コラム:オレのダンディズム
 スポーツ千夜一夜

日本シリーズ第7戦終了後、ファンにあいさつを終え、グラウンドを後にする中日の落合博満監督。優位を予想されたソフトバンクを相手に、守りの野球で食い下がった=2011年11月20日、ヤフードーム【時事通信社】

 すなわち、聞く耳を持つということは、周囲の声に合わせるのとは次元が違うということ。自分が納得できない意見であれば、聞き捨てにだってするということ。自身の判断に従い、時には非情に徹してやっていくということ―。

 落合監督が自らの判断や決断について語ろうとしないのは、もともと口が重い自分が中途半端に言葉で説明しても、得るものはなく、かえって不利益を生む原因になると割り切っているからだろう。言葉足らずが誤解や曲解を招く可能性は当然あるのだが、そこは百も承知のはずである。どんな批判を受けようと、勝つために支障となるものは徹底して排除していく覚悟が見える。

 だから落合監督の意図が伝わってこない場合、人々は面食らう。彼が指揮を執った8年間を振り返れば、まさにそうした例の連続だった。

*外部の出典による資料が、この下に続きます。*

PR #3577, opened 2022-09-30
Rename useDnDHooks and ListView dndHooks prop

LFDanLu:
Closes 

## ✅ Pull Request Checklist:

- [ ] Included link to corresponding [React Spectrum GitHub Issue](https://github.com/adobe/react-spectrum/issues).
- [ ] Added/updated unit tests and storybook for this change (for new code or code which already has tests).
- [ ] Filled out test instructions.
- [ ] Updated documentation (if it already exists for this component).
- [ ] Looked at the Accessibility Practices for this feature - [Aria Practices](https://www.w3.org/TR/wai-aria-practices-1.1/)

PR #3579, opened 2022-09-30
Updating ListView dnd docs for new api

LFDanLu:
Closes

 2003年オフに就任したときは、「今いる選手が力を10%アップすれば優勝を狙える」と宣言し、フリーエージェント選手などの補強をしなかった。翌04年は、過去3年間に一度も1軍登板のなかった川崎を開幕戦の先発に起用。そして公約通りにリーグ優勝も遂げた。コーチ経験がない新人監督がペナントをつかむ快挙だった。